# Unfinished Oak Flooring



## Timw0315 (May 5, 2020)

Anyone ever used scrap pieces of unfinished oak hardwood flooring to smoke with?


----------



## BandCollector (May 5, 2020)

Never did,  but I would imagin it would burn up rather quickly.  As long as it hasn't been treated with any chemicals I don't see why it couldn't be used.  After all. . .It's oak.

John


----------



## mike243 (May 6, 2020)

kiln dried removes some of the smoke flavor imo ,  no chemicals in it  would work fine imo


----------



## Timw0315 (May 8, 2020)

Timw0315 said:


> Anyone ever used scrap pieces of unfinished oak hardwood flooring to smoke with?


I'm using the scrap oak today after soaking it overnight in a water & whiskey mix. The wood rolled a lot of smoke.


----------



## 1MoreFord (May 8, 2020)

Don't soak wood  and use it immediately.

If you're going to soak it let it dry again.


----------



## rfarrell (Oct 22, 2020)

Timw0315 said:


> Anyone ever used scrap pieces of unfinished oak hardwood flooring to smoke with?

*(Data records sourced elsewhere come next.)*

PR #2275, opened 2025-07-02
refactor: rename subsidies to credits, simplify code

karlwuest:
## Description

Renames subsidies to credits in the rust codebase and simplifies some parts of the code (including removing deployment of the old subsidies from the deploy command). This is in preparation of integrating the new walrus subsidies (to be called by storage nodes), to avoid naming conflicts and confusion.

For context: We will still need the client side calls in the future for a credit contract (with the same interfaces as the current subsidies) that DevRel is building.

## Test plan

Existing tests.

---

## Release notes

- [ ] Storage node:
- [ ] Aggregator:
- [ ] Publisher:
- [ ] CLI:


crates/walrus-sdk/client_config_example.yaml
mlegner, line 1: Question: Do we have an issue to modify the actual config files in [`setup/`](https://github.com/MystenLabs/walrus/tree/main/setup) after the contract upgrade?

mlegner (approved):
Thanks, @karlwuest, LGTM. Maybe @zihehuang can take a brief look as well.

crates/walrus-sdk/client_config_example.yaml
karlwuest: We can update them after the contract upgrade, but not before.

mlegner: Yes, I understand. We should just make sure to do it then. 🙂

karlwuest: Ahh, you meant a linear issue, I misunderstood "issue" as "is there a problem to do that" 😅. I'll just add it to the existing cleanup issue for the subsidies/credits.

crates/walrus-sui/src/test_utils/system_setup.rs
```diff
@@ -102,11 +102,12 @@ impl SystemContext {
...
-        ContractConfig::new_with_subsidies(
-            self.system_object,
-            self.staking_object,
-            self.subsidies_object,
-        )
+        ContractConfig {
+            system_object: self.system_object,
+            staking_object: self.staking_object,
+            credits_object: self.credits_object,
+            subsidies_object: None,
```
zihehuang, line 109: I assume this `subsidies_object` here is for backward compatibility?

zihehuang (approved):

crates/walrus-sui/src/test_utils/system_setup.rs
karlwuest: Yes, exactly. That's there so that the current configs are still correctly using the subsidies, but that we can remove the field once the subsidies contract is only used for credits.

I was talking to a buddy the other night about this very subject. I have new oak flooring scraps and wondered if it is safe to smoke with it. He indicated that the wood is chemically treated as part of the drying process. I have no way to know if the wood I have has been treated or not but I may try to find a testing service to satisfy my curiosity. There is quite a bit of research available on the issue regarding drying without checking or staining. The link below is a discussion of "salting" or "brining" wood prior to drying:


			https://www.fpl.fs.fed.us/documnts/pdf1936/lough36b.pdf


----------



## 1MoreFord (Oct 24, 2020)

My limited knowledge of the use of salt in drying was back in the 60's and 70's by Browning Firearms suppliers(and other people too).  It resulted in the damage to a lot of really nice Brownings.  Browning discontinued the use when discovered.  I have no idea of the others using it back then.

I've not heard of it in common usage in the last 30-40 years though.  It may still be used by some for special purposes but AFAIK not Commonly.

There are some companies(particularly in the South) that dip their freshly cut green lumber in a tank of fungicides and other chemicals to prevent fungus growth and the resulting discoloration and damage.  These chemicals also help prevent stick stain which is also a discoloration where stacking sticks between the layers touch the lumber in a stack of drying lumber.

These chemicals are largely on the surface of the lumber and they don't penetrate far at all.  Think surface moisture.

After being run thru a planer and other processing machines I doubt there is any left.

The biggest regular problem I see with unfinished flooring scraps is that it is S4S(surfaced four sides) meaning all the sides are smooth and free of splinters or any other rough surface to aid in combustion.  It's hard to light and of course will smoke until it does.  Once it does light it will burn down quickly into coals.


----------